The panic has put governments around the world at the service of their banks. Even as the banks are saved from insolvency, or sold off quickly when they fail under the good offices of governments, the underlying problem – the housing crisis and the damage it is doing to American households – is receiving less attention.

Perhaps this is because the problem is mountainous – far greater than anything the banks or other financial agents face. As home prices continue to sink, more homeowners find themselves in peril. Leonhardt of The Times makes a back-of-the-envelope calculation that if the government intervenes decisively to help homeowners in trouble, it could find itself with $4 trillion in home mortgaged-related obligations. The sum would be roughly five and a half times what the government has currently allocated to spend on propping up banks.

Last week, the Treasury was reported to be working on a mortgage assistance plan, and J.P. Morgan Chase had committed $70 billion to support its plans for renegotiating mortgages with their customers in trouble.

So, attention is being paid, albeit somewhat belatedly.

At the same time, though, a kind of “just so” story is being concocted about those households that find themselves in peril. Put plainly, the line is: “It serves them right. They speculated with their homes and thus deserve the trouble that comes their way.”

Homeowners are pictured as folk who, if they were not house-flippers, were mortgage-flippers. They refinanced frequently, borrowed on equity, or simply bought houses they shouldn’t have.
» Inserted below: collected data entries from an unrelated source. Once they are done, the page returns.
PR #1479, opened 2016-03-02
Add declarations for ReactDOM.unstable_*

pvolok:


CentaurWarchief:
I don't think that those methods are relevant here. It isn't public API and they aren't supposed to be used by anyone. Can you explain why declaring it @pvolok?

pvolok:
@CentaurWarchief Sure. If I understand it correctly these functions are experimental but still public. There are real use cases like this: https://github.com/reactjs/react-modal/blob/master/lib/components/Modal.js#L70

Some people use these functions and I don't see why flow should complain about it.

CentaurWarchief:
Ah, I see. What I meant is that you shouldn't be using it as it is denoted `unstable_`, I didn't thought that someone was using it anyway.

But you're right. Makes sense. Sorry!

:beers:

lib/react.js
```diff
@@ -239,6 +239,22 @@ declare module 'react-dom' {
   ): React$Component<$DefaultPropsOf<Config>, $PropsOf<Config>, any>;
 
   declare function unmountComponentAtNode(container: any): boolean;
+
+  declare function unstable_batchedUpdates(
+    callback: Function,
+    a?: any,
```
gabelevi: I was skeptical that the args were named like this. [I was wrong](https://github.com/facebook/react/blob/62c9d999bef942383215f8dcaaf65fd06160eb60/src/renderers/shared/reconciler/ReactUpdates.js#L110) :stuck_out_tongue:

gabelevi:
@facebook-github-bot import

gabelevi:
Thanks for the pull request! I'll get this reviewed and checked in ASAP!

lib/react.js
pvolok: Now I understand that I should've linked this to make the review easier :)

PR #1481, opened 2016-03-02
DOM scrollIntoView(): Allow passing of object

danez:
The new specs for cssom allow passing an option-object to Element.scrollIntoView()

https://developer.mozilla.org/de/docs/Web/API/Element/scrollIntoView
https://drafts.csswg.org/cssom-view/#dom-element-scrollintoview

### DIFF
--- a/lib/dom.js
+++ b/lib/dom.js
@@ -443,7 +443,7 @@ declare class Element extends Node {
     removeAttribute(name?: string): void;
     removeAttributeNS(namespaceURI: string, localName: string): void;
     removeAttributeNode(oldAttr: Attr): Attr;
-    scrollIntoView(top?: boolean): void;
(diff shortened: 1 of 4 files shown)


danez:
I now also added tests. I tried to also verify in the tests, that the argument-object only takes the defines properties, but for some reason in the test it is not failing when specifying property-keys which are not in the declaration of the object shape. I also tried with node.exec() tests and the also don't fail.


```js
declare class Element extends Node {
    scrollIntoView(arg?: (boolean | { behavior?: ('auto' | 'instant' | 'smooth'), block?: ('start' | 'end') })): void;
} 
```

```js
element.scrollIntoView({ invalid: 'some' })
```

From my point of view this should fail, as `invalid` is not specifyed

gabelevi:
@facebook-github-bot import

gabelevi:
Thanks for the PR and thanks for writing tests! This looks good to me! I'll get this checked in!

PR #1486, opened 2016-03-03
Adding Error.captureStackTrace

runn1ng:
Slight problem is that this is v8 only, so it makes sense only in Chrome or node.js or similar. Most importantly, it doesn't work in Firefox.


gabelevi:
I think this is a useful PR to merge. I'll check with the team and get this committed. I'll also rerecord the tests. Thanks for the PR and sorry for the slow response!

PR #1661, opened 2016-04-14
adjust core libdef

marudor:
This adjusts the core libdefs to reflect the current specs. I've mainly added some missing stuff. Some is resorted to be alphabetically.
I've removed enumerate on Reflect as it will be removed in the the next spec (https://tc39.github.io/ecma262/#sec-reflection)

I've also added the well-known Symbols. I'm planning on doing a change later that changes the @@iterator behavior to use the well known symbol instead.


gabelevi:
@facebook-github-bot import

PR #1662, opened 2016-04-14
adjust bom libdef

marudor:
Adjusted bom libdef.
most changes were in Navigator.
I've removed the prefixed stuff. We did not include prefixed in other libdefs and should not do it for this either.


gabelevi:
@facebook-github-bot import

Issue #1667, opened 2016-04-15
Enable spread operator on strings


vaukalak:
ES6 spread operator can be applied to strings :
```
let chars = [...'abc'];
        // ['a', 'b', 'c']
```
Flow v0.22.1 falls with error:
```
 9: let chars = [...'abc'];
                     ^^^^^ string. This type is incompatible with
  9: let chars = [...'abc'];
                     ^^^^^ spread operand
```

samwgoldman:
Thanks for the report! This is a known issue, so I'm going to merge this with the original task over in #1059.

PR #1668, opened 2016-04-15
Add spread for strings and Iterables

marudor:
fixes https://github.com/facebook/flow/issues/1667
Also added a test for this case.

### DIFF
--- a/src/typing/flow_js.ml
+++ b/src/typing/flow_js.ml
@@ -27,6 +27,7 @@ open Constraint_js
 open Type
 open Flow_error
 
+
 (* The following functions are used as constructors for function types and
    object types, which unfortunately have many fields, not all of which are
    meaningful in all contexts. This part of the design should be revisited:
@@ -698,7 +699,7 @@ module Cache = struct
     let compare = Pervasives.compare
   end)
 
-  (* Cache that remembers pairs of types that are passed to __flow__. *)
+  (* Cache that remembers pairs of types that are passed to __. *)
   module FlowConstraint = struct
     let cache = ref TypePairSet.empty
 
@@ -3333,6 +3334,12 @@ let rec __flow cx ((l: Type.t), (u: Type.use_t)) trace =
       ->
       rec_flow cx trace (l, SetPropT(reason, (reason, "$key"), i));
       rec_flow cx trace (l, SetPropT(reason, (reason, "$value"), t))
+
+    | (StrT (r, _), UseT (ArrT _))
+      ->
+      let arr = ArrT (r, StrT (r, AnyLiteral), []) in
+      rec_flow cx trace (arr, u)
+
 
     (*************************)
     (* repositioning, part 2 *)
--- a/src/typing/flow_js.ml
+++ b/src/typing/flow_js.ml
@@ -794,7 +794,9 @@ let not_expect_use_bound t =
 (** NOTE: Do not call this function directly. Instead, call the wrapper
     functions `rec_flow`, `join_flow`, or `flow_opt` (described below) inside
     this module, and the function `flow` outside this module. **)
-let rec __flow cx ((l: Type.t), (u: Type.use_t)) trace =
+let rec __flow cx ((l: Type.t), (u: Type.use_t))
+
+ trace =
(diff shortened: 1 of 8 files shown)


mroch:
i suspect that this doesn't work when there's a tvar involved, since `arr` won't be a `StrT` yet. you can probably add a `(StrT _, ArrT _)` rule in `Flow_js.__flow` instead.
t
can you also add negative tests (that produces an error)? for example:

```
var z2: Array<'1' | '2' | '3'> = [...'123']; // error, flow doesn't actually break up the chars
var z3: Array<'123'> = [...'123']; // error, flow does know that the chars are spread
```

I don't think the `z3` case errors right now. you'd fix that by flowing `StrT (reason, AnyLiteral)`.

marudor:
@morch Thanks for the feedback.
I've adjusted it to have a StrT, ArrT case in flow_js.ml.
In the statement.ml I degrade the specific string to a unspecific string (AnyLiteral) and use that to decide if I can spread it or not. (Flow can only spread generic strings now, no String with a specific literal)
Otherwise the function declarations with spread signature will fail.
But it should be okay now.

If you've got something to add please tell me.

samwgoldman:
Ideally we could generalize this to any iterable, not just arrays/strings. I know there's an open issue for that, but I'm on mobile...

marudor:
@samwgoldman I've just did that.
New tests are in iterable_spread.
Everything that has @@iterable will be able to use spread.
Side effect is that the error message for wrong generator usage changed slightly. (See core_tests.exp changes)

samwgoldman:
Wow, nice job digging into this stuff and making progress here! I know it's not a simple code base to get oriented in :)

I think this logic is not quite correct as written, though. Adding a case in `Flow_js.flow` for `(InstanceT _, UseT ArrT _) when is_iterable l` means that the following code would also be allowed:

```js
var x: T[] = iterableOfT
```

The above isn't legal, so we need something a bit more than a subtyping rule.

marudor:
@samwgoldman 
Added a test for your case and fixed it.
Can you think of any other case that would be allowed now although it shouldn't?

If so - would checking the reason of OpenT be reasonable? (OpenT reason has spread operand)

gabelevi:
So if you'd like to make this work for any `Iterable`, you should probably be able to follow the [example set by `for(x of myIterable) { ... }`](https://github.com/facebook/flow/blob/0697ff6610884c4814f579865a5776e2da7419ea/src/typing/statement.ml#L1616).

It would look something like

```OCaml
 and array_element_spread cx type_params_map (loc, e) =
  let spread_element = expression cx type_params_map (loc, e) in
  let reason = mk_reason "spread operand" loc in
  Flow.mk_tvar_where cx reason (fun tvar ->
    let iterable = Flow.get_builtin_typeapp
      cx
      reason
      "$Iterable"
      [tvar; AnyT.at loc; AnyT.at loc] in
    Flow.flow_t cx (spread_element, iterable);
  )
```

* Disclaimer: I haven't tried this and I'm not 100% sure it will actually work. Just an idea :)

yinquanteo:
Ran into this issue when trying to spread an Array Iterator. Is this commit good to merge or are we planning to make this work for any Iterable before merging?

samwgoldman:
@facebook-github-bot import

GitHub won't let me see all the changes here, so importing for review. If memory serves, I don't believe this is quite ready to merge but I'll take a look today.

marudor:
Correct, still not ready.

gabelevi:
@marudor - I'm doing some late-fall spring cleaning of our pull request queue. I'm going to close this PR out for now, but please feel free to re-open if you decide to pick this back up!

jessebeach:
Still running into this in 0.38.0.

jessebeach:
Working as of 0.40.0. Thanks!

galkowskit:
`[flow] [flow] Set (This type is incompatible with spread operand See also: constructor call)`

On:

```
map1.set(string1, {
      ...object1,
      array1: [...set1]
})
```
Where `map1` is a `Map()`, etc.

On 0.40.0.

PR #1675, opened 2016-04-17
WIP: function bind

marudor:
Not done yet. But basic support is implemented.

Parser understands :: syntax and has tests.
It is not yet guarded behind esproposal.function_bind.
actual usage still has some rough edges. (Complaining about undefined context and stuff like that)


marudor:
My start on this is way to naive. Gonna need more time & a fresh start.

PR #1681, opened 2016-04-19
Type parameter defaults

gabelevi:
Motivation:

Currently we have some code like

```JavaScript
interface $Iterator<Yield,Return,Next> { ... }
type Iterator<T> = $Iterator<T,void,void>;
```

It would be nice to instead be able to write

```JavaScript
interface Iterator<Yield,Return=void,Next=void> { ... }
```

General idea:

  * Type parameter declarations for classes, interfaces, types, etc can now include defaults
  * Type parameter declarations for methods, functions, etc are unaffected
  * Type parameter instantiation can now take 0 args (`Foo<>`)

Status quo:

  * A generic type with N type parameters can be instantiated with 0 or N type arguments
  * When you instantiate with 0 type arguments, we use `any` for all the type params

Change:

  * If a generic type with N type parameters has defaults and is instantiated with less than N type arguments, then we use the defaults

### DIFF
--- a/src/parser/estree_translator.ml
+++ b/src/parser/estree_translator.ml
@@ -1050,6 +1050,7 @@ end with type t = Impl.t) = struct
       "name", string tp.name;
       "bound", option type_annotation tp.bound;
       "variance", option variance tp.variance;
+      "default", option _type tp.default;
     |]
   )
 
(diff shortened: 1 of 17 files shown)


gabelevi:
@facebook-github-bot import

PR #1699, opened 2016-04-22
Small fixes for force-recheck

gabelevi:
Two small fixes in this commit:

1. On OSX the server would have a little bit of log spew. Fixed.
2. Most `flow command path/to/file.js` would use `path/to/file.js` to infer the
   root. However `flow force-recheck` would always use the cwd unless `--root`
   was explicitly passed. Fixed.


gabelevi:
@facebook-github-bot import

PR #1703, opened 2016-04-23
Add parser support for access modifiers

samwgoldman:
This commit generalizes parsing the static modifier to also parse access
modifiers (readwrite, readonly, writeonly).

Access modifiers are supported in object types, object literals,
classes, interfaces, and declared classes.

This commit only adds parsing support. Type checking support will be
added in subsequent commits.


samwgoldman:
@facebook-github-bot import

samwgoldman:
Based on feedback from the team, we're going to explore a different syntax for this.

Issue #1454, opened 2016-02-25
property `on` not found in domain object


d14b3l:
I know that in nodejs documentation there is lack of description for domain.on() error handler but in the very same documentation there is example of usage for this method:
    var reqd = domain.create();
    reqd.add(req);
    reqd.add(res);
    reqd.on('error', (er) => {
      console.error('Error', er, req.url);
      try {
        res.writeHead(500);
        res.end('Error occurred, sorry.');
      } catch (er) {
        console.error('Error sending 500', er, req.url);
      }
    });

But when I use domain.on in my code flow complains that on property is not defined in object.
Is there any reason why on property was not defined in domain module or I can add it via pull request?

mroch:
rather than adding the `on` method individually, it looks like we should model Domain as a class instead of an object type, and the class should extend EventEmitter. please do send a pull request!

for others' reference, the docs are here: https://nodejs.org/dist/latest-v4.x/docs/api/domain.html
and our implementation is here: https://github.com/facebook/flow/blob/15b0be7165b288973740a7b92ff3b068567fa973/lib/node.js#L463

d14b3l:
Hi, finally I found time to fix this issue. 
pull request: https://github.com/facebook/flow/pull/1712

PR #1712, opened 2016-04-26
domain reimplemented as class

d14b3l:
domain$Domain changed from type declaration to class definition as suggested in this issue:
https://github.com/facebook/flow/issues/1454

domain definition moved down so it would be able to extend eventEmmiter definition

### DIFF
--- a/lib/node.js
+++ b/lib/node.js
@@ -485,7 +485,7 @@ declare class events$EventEmitter {
 
 declare module "events" {
   // TODO: See the comment above the events$EventEmitter declaration
-  declare class EventEmitter extends events$EventEmitter {}
+  declare var EventEmitter: typeof events$EventEmitter;
 }
 
 declare class domain$Domain extends events$EventEmitter {
--- a/lib/node.js
+++ b/lib/node.js
@@ -482,15 +482,15 @@ declare class events$EventEmitter {
   setMaxListeners(n: number): void;
 }
 
-declare class EventEmitter extends events$EventEmitter {};
 
 declare module "events" {
   // TODO: See the comment above the events$EventEmitter declaration
-  declare var EventEmitter : typeof events$EventEmitter;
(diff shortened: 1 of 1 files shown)


lib/node.js
```diff
@@ -499,9 +482,27 @@ declare class events$EventEmitter {
   setMaxListeners(n: number): void;
 }
 
+declare class EventEmitter extends events$EventEmitter {};
```
mroch: this makes `EventEmitter` a valid global, which is not true is it? you have to import it from `events`?

would doing `declare class domain$Domain extends events$EventEmitter {` work?

d14b3l: yes, it works fine, correction delivered

mroch:
great, thanks!

now I'm wondering if `myDomain instanceof require('events').EventEmitter` would pass flow. I believe it's true at runtime. not sure how to handle this 100% accurately. I think we should merge this anyway since it's an improvement and instanceof is an edge case.

lib/node.js
```diff
@@ -499,11 +482,29 @@ declare class events$EventEmitter {
   setMaxListeners(n: number): void;
 }
 
+
 declare module "events" {
   // TODO: See the comment above the events$EventEmitter declaration
   declare class EventEmitter extends events$EventEmitter {}
```
mroch: can you change this to what you were changing it to before?

```
declare var EventEmitter : typeof events$EventEmitter;
```

that will fix the `instanceof` issue.

d14b3l: Hi, correction delivered accordingly to your comment.

mroch:
@facebook-github-bot shipit

facebook-github-bot-3:
Thanks for importing. If you are an FB employee go to [Phabricator](https://our.intern.facebook.com/intern/opensource/github/pull_request/545899388924725/int_phab) to review.

PR #1727, opened 2016-04-28
Use curl to download Travis cache

mroch:
the aws cli requires auth, even for anonymous/public downloads, and we don't want to use a token for PRs. https doesn't require auth, so use curl instead.


mroch:
@facebook-github-bot shipit

facebook-github-bot-0:
Thanks for importing. If you are an FB employee go to [Phabricator](https://our.intern.facebook.com/intern/opensource/github/pull_request/473388409519847/int_phab) to review.

PR #1733, opened 2016-04-30
Support subtyping on Class<> qualified annotations

popham:


gabelevi:
Are you trying to make it so that `Class<B>` is a subtype of `Class<A>` if `B` is a subtype of `A`?

popham:
Yes.  I've got a bigger PR coming up that includes this.  Closing....

PR #1749, opened 2016-05-05
Add 'ls' command to list files flow can see

mroch:
There's currently no good way to see which files flow can see based on the `[include]` and `[ignore]` sections.

This adds a basic `ls` command which just prints every file the file finder finds. It includes `--include` and `--ignore` flags, so you can play with those before touching your `.flowconfig`.

### DIFF
--- a/src/commands/commandUtils.ml
+++ b/src/commands/commandUtils.ml
@@ -166,26 +166,40 @@ type flowconfig_params = {
   libs: string list;
 }
 
-let collect_flowconfig_flags =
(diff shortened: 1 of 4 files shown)


mroch:
@facebook-github-bot import

facebook-github-bot-3:
Thanks for importing. If you are an FB employee go to [Phabricator](https://our.intern.facebook.com/intern/opensource/github/pull_request/1545727529064588/int_phab) to review.

PR #1750, opened 2016-05-05
Don't add unparsed files to search index

mroch:
When a file fails to parse or is skipped because it isn't @flow, we were generating an empty AST and passing it to the search service (which, AFAIK, nobody even uses yet 😿 ) which then stores a bunch of empty lists in shared mem.

This is unnecessary since the filenames are unused by the search service; they're only stored by filename to prevent workers from clobbering each other.

Additionally, if you have enough non-@flow files, you can fill up shared memory even though they're all otherwise skipped. Projects using babel-6 seem to do this easily.

### DIFF
--- a/src/parsing/parsing_service_js.ml
+++ b/src/parsing/parsing_service_js.ml
@@ -33,16 +33,10 @@ module ParserHeap = SharedMem.WithCache (Loc.FilenameKey) (struct
     let prefix = Prefix.make()
   end)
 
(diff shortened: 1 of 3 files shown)


mroch:
@facebook-github-bot import

facebook-github-bot-5:
Thanks for importing. If you are an FB employee go to [Phabricator](https://our.intern.facebook.com/intern/opensource/github/pull_request/1119878931366686/int_phab) to review.

PR #5706, opened 2018-01-24
Add documentation for $Shape<T>

sanohin:
Part of #2464

### DIFF
--- a/website/en/docs/types/utilities.md
+++ b/website/en/docs/types/utilities.md
@@ -18,6 +18,7 @@ Table of contents:
 - [`$TupleMap<T, F>`](#toc-tuplemap)
 - [`$Call<F>`](#toc-call)
 - [`Class<T>`](#toc-class)
+- [`$Shape<T>`](#toc-shape)
 - [`$Supertype<T>`](#toc-supertype)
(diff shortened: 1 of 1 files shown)


sanohin:
Is that ok to land?

vicapow:
Is there hesitation in landing this?

mrkev:
Oh, hello

mrkev:
Ok, got it reviewed, and someone from the core team offered some insight. The main points:

- It was implemented for it's utility when typing React in a somewhat ad-hoc way. There might be edge-cases that are not considered, and the intended semantics have not been fully thought out.
- We can't stop people from digging through the code and discovering this stuff. It's used on React libdefs so it's also not going away soon, but there's hesitation on documenting it and making it "official"-- especially with some other work the team is doing around objects at the moment.
- "I don't think we should publicly document it yet."

It'll probably reach a point at which the team will be comfortable documenting it though-- especially considering it's shown it's utility in a number of scenarios.

sibelius:
@mrkev I think flow should be more open on what is the roadmap or what the core team is working on

basically most of what React team does or relay meeting notes 

this could get more people from community engaged with flow

PR #5728, opened 2018-01-27
Type ReactDOM.render to correctly indicate that it may return null

jeffchan:
It's possible for `ReactDOM.render` to return null.

See issue: https://github.com/facebook/react/issues/10309#issuecomment-318392589
And demo: https://jsfiddle.net/x7c7bdh0/

### DIFF
--- a/lib/react-dom.js
+++ b/lib/react-dom.js
@@ -17,7 +17,7 @@ declare module 'react-dom' {
     element: React$Element<ElementType>,
     container: Element,
     callback?: () => void,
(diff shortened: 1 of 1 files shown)


Brianzchen:
react-dom has been moved to flow-typed, if you're still interested in this change you raise a PR to change it there
https://github.com/flow-typed/flow-typed/blob/master/definitions/npm/react-dom_v16.x.x/flow_v0.117.x-/react-dom_v16.x.x.js#L10

PR #5729, opened 2018-01-27
module.system.node.main_field

### LINKED ISSUE #5725: module.system.node.main_field
**TL;DR:** A new `module.system.node.main_field` option for trying to resolve different `package.json` fields (other than `package.json#main`)

```ini
[options]
module.system.node.main_field='source'
module.system.node.main_field='main'
```

---

## `package.json#main` or `package.json#module`

It is not uncommon to see `package.json` files that look like this:

```json
{
  "name": "my-package",
  "main": "dist/cjs/index.js",
  "module": "dist/esm/index.js"
}
```

Tools like Webpack, Rollup, and others will look at fields like `package.json#module` in addition to `package.json#main` when resolving dependencies.

## Workspaces

The specific reason that I want Flow to have something similar is to support [Workspaces](https://yarnpkg.com/blog/2017/08/02/introducing-workspaces/).

Right now in order to support workspaces you need to have some very brittle `module.name_mapper` configuration:

```ini
# .flowconfig
[options]
module.name_mapper='^@scope\/\([a-zA-Z0-9_\-]+\)$' -> '<PROJECT_ROOT>/packages/[^/]+/\1/src/index'
```

> Effectively: `@scope/*` &rarr; `/packages/*/src/index.js`

This can break in a number of different ways, but I won't dive into all those.

## `module.system.node.main_field`

If we could configure Flow like:

```ini
[options]
module.system.node.main_field='source'
module.system.node.main_field='main'
```

We could write our workspace `package.json` files like this:

```json
{
  "name": "my-package",
  "main": "dist/index.js",
  "source": "src/index.js"
}
```

And Flow could check for `package.json#source` before `package.json#main`.

### Implementation

The basic resolve process in Flow would look like this:

For each `main_field`:
1. Check if the `package.json` has a field with that name
2. If the `package.json` does not have the field, continue to next `main_field`
3. If it field exists, check for a file at that location.
4. If no file at that location exists, continue to the next `main_field`
5. If the file exists, use that file as the resolved module and stop looking

The relevant bits of code seem to be:

https://github.com/facebook/flow/blob/9c75e15cc8809170933236c2add89a4646b04f44/src/parser_utils/package_json.ml#L40-L63
https://github.com/facebook/flow/blob/2ff56f4e7620b2d3d28cb862047449d3cbfd615b/src/services/inference/module_js.ml#L328-L371

gabelevi:
(Copy pasting docs for commit message 😛 )

Flow reads `package.json` files for the `"name"` and `"main"` fields to figure
out the name of the module and which file should be used to provide that
module.

So if Flow sees this in the `.flowconfig`:

```
[options]
module.system.node.main_field=foo
module.system.node.main_field=bar
module.system.node.main_field=baz
```

and then it comes across a `package.json` with

```
{
  "name": "kittens",
  "main": "main.js",
  "bar": "bar.js",
  "baz": "baz.js"
}
```

Flow will use `bar.js` to provide the `"kittens"` module.

If this option is unspecified, Flow will always use the `"main"` field.

See [this GitHub issue for the original motivation](https://github.com/facebook/flow/issues/5725)

Resolves #5725

### DIFF
--- a/newtests/package_json_changes/irrelevantChangeMainField.json
+++ b/newtests/package_json_changes/irrelevantChangeMainField.json
@@ -1,4 +1,4 @@
 {
   "name":"foo",
-  "other_main":"foo",
+  "other_main":"foo"
 }
--- a/newtests/package_json_changes/irrelevantChangeMainField.json
+++ b/newtests/package_json_changes/irrelevantChangeMainField.json
@@ -1,0 +1,4 @@
+{
+  "name":"foo",
+  "other_main":"foo",
+}
--- a/newtests/package_json_changes/node_flowconfig_with_main_field
+++ b/newtests/package_json_changes/node_flowconfig_with_main_field
@@ -1,0 +1,11 @@
+[ignore]
+
+[include]
+
+[libs]
+
+[options]
+all=true
+module.system=node
+module.system.node.main_field=main
+module.system.node.main_field=other_main
--- a/newtests/package_json_changes/test.js
+++ b/newtests/package_json_changes/test.js
@@ -69,4 +69,12 @@ export default suite(({addFile, removeFile, exitCode, flowCmd}) => [
       .waitForServerToDie(2000)
       .serverRunning(true)
   ]).flowConfig('haste_flowconfig'),
+
+  test('node - When using main_fields, a change which resolves to '+
+    'the same main file should NOT kill the server', [
+    addFile('start.json', 'package.json'),
+    addFile('irrelevantChangeMainField.json', 'package.json')
+      .waitForServerToDie(2000)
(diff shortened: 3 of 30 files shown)


kentcdodds:
Hi folks! This feature suddenly became kinda important [for me](https://twitter.com/kentcdodds/status/969644458160676872). What can I do to help get it merged?

goodmind:
@gabelevi are you still plan to merge this?

mischnic:
I would love to see this feature get added and have resolved the merge conflicts at https://github.com/mischnic/flow/tree/main_fields. @gabelevi  Do you want to update this PR or should I open a new one?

People did both borrow and refinance a great deal, as the Federal Reserve report cited above notes. Forty-five percent had refinanced their mortgages between 2001 and 2004, and a third of these households had borrowed more than the then-current value of the house. The median amount of money borrowed in addition to the house value was $20,000; half of those who borrowed extra spent it on renovations, and another third on debt consolidation. Given the advantages of refinancing earlier in the decade, and given the heavy marketing applied to get people to do it, neither the refinancing rate, nor the extra amount of value extracted seems extreme.

From my vantage point, as American households faced stagnant or declining personal incomes, as their savings rates plummeted to compensate for income losses in the slow but steady creep of inflation, reaching into the mortgage “piggy bank” looks pretty rational. Not only were homes the one real asset in their possession, but they were the only things that had gained tremendously in value over the past 20 years. Once again, taking a bit of money off the table when refinancing must have seemed rational at the time, given that funds were needed to cover increased medical and educational expenses whose costs have out-paced inflation now for several decades.

The collapse of housing prices depreciates the single most important asset of America’s households. We cannot know now how much this wealth loss has been lost long-term, and how much of the loss is temporary. We do know that our homes are central to our standard of living and to any savings we might accrue for bad times, old age, or inheritance.

Our homes, thus, are our piggy banks, and in many cases like the big banks, they have been cracked or broken too.

Making banks whole will not make America whole again. If Americans are not fairly protected in their homes, the damage to our way of life, perhaps calculable in trillions of dollars now, will become incalculable in the future.

Given the crash in housing prices, supporting the debt of mortgage holders is less likely to spur new housing inflation. It should foster price recovery instead.

A guarantee of this magnitude, I believe, is more intrinsically valuable over the long run than other bail-outs currently underway. It should also trigger a national commitment to see what can be done to make home ownership a universal condition in America.